We took the opportunity afforded by Tim, having recently informed this interviewer that further discussions of the game engine is possible after both events, by asking him in a little more about UnrealEngine3.

You have said that UE3 will target DX9-based video cards as the absolute lowest denominator, even to the point of saying DX9 cards such as the GeForceFXs and Radeon 9x00s will be brought to their knees in terms of performance. Using Valve's yet-to-be-available Half Life 2 as an example, will UE3 be at all scalable starting from lesser-than-DX9-level video cards (by making available, perhaps, DX7 and/or DX8 paths) or did you really mean what you said, i.e. nothing but a DX9 video card will be able to run UE3-based games? If the latter is the case, you are saying you are not worried at all by gamers that, by the time UE3-games are made available, still own pre-DX9 (like the GeForce3 or Radeon 8500) video cards?

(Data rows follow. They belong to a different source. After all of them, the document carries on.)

PR #1, opened 2017-03-08
Aakarshit

aksh1618:
Kindly review and suggest improvements @kaustubh-karkare


solutions/aakarshit-uppal/assignment_1
```diff
@@ -0,0 +1,50 @@
...
+import argparse  # For ArgumentParser
+import json  # For dumps - converts to JSON String
+
+# Create Parser
+parser = argparse.ArgumentParser(description='Parse Command Line to JSON')
+
+# Add Arguments
+parser.add_argument('command', nargs='?', type=str, help='Main Command')
+parser.add_argument(
+    'subcommand', nargs='?', type=str, help='Secondary Command')
```
kaustubh-karkare: One argument per line makes things a lot easier to read.

kaustubh-karkare:
Thanks for pointing out the issues! I noticed some of these myself, and was about to push my own commit here, and so I fixed the mistakes I didn't know about. Your commits could have been separate pull requests, since I couldn't accept one without the other.

solutions/aakarshit-uppal/assignment_1
```diff
@@ -0,0 +1,50 @@
...
+
+Supports a command and a subcommand (both optional), a required integer
+argument 'key', an optional string argument 'name', a verbose argument and two
+mutually exclusive arguments, local and remote, which set 'local' to true or
+false, respectively.
+
+Any arguments not used are not included in JSON.
+"""
+
+import argparse  # For ArgumentParser
```
kaustubh-karkare: I updated the problem statement to say that you cannot use an existing library like this, since it defeats the purpose of the exercise. So you'll have to rewrite this. Sorry!

aksh1618: Agreed (I should have thought of that). I'll get on it.

solutions/aakarshit-uppal/assignment_1
aksh1618: Thanks for the tip!

kaustubh-karkare: The rule I follow is: entire function call on one line, or every argument in its own line.

aksh1618:

solutions/aakarshit-uppal/solution_1_2/solution.py
```diff
@@ -0,0 +1,280 @@
...
+    solution.add_arg('--local', set_value=True)
+    solution.add_arg('--remote', set_value=True)
+    solution.make_args_exclusive('--local', '--remote')
+    solution.parse('alpha beta --keys 1 2 -V')
+    solution.print_json()
+Output::
+    {"command": "alpha", "subcommand": "beta", "keys": [1, 2], "verbose": true}
+"""
+import sys as _sys  # For argv (to read arguments from command line)
+import json as _json  # For dumps (to convert dict to JSON)
```
kaustubh-karkare: Why do you need to rename them like this?

solutions/aakarshit-uppal/solution_1_2/solution.py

DirectX9 is our minimum hardware target for Unreal Engine 3. A great deal of generalization, improvement, and even simplification has been made possible by eliminating legacy code paths and formulating all rendering around fully-general pixel shader programs.

on the next-generation UnrealEngine3

"A major design goal of Unreal Engine 3 is that designers should never, ever have to think about "fallback" shaders..."

Tim Sweeney
Epic Games

If we were going to ship a PC game on UE3 this year, we certainly would have aimed lower, since those GeForce4 MX's are very prevalent on very low-end PC's today. But we're looking further ahead, and as a result Unreal Engine 3 has become a great engine for next-generation console games and PC games aimed at the mass market in early 2006.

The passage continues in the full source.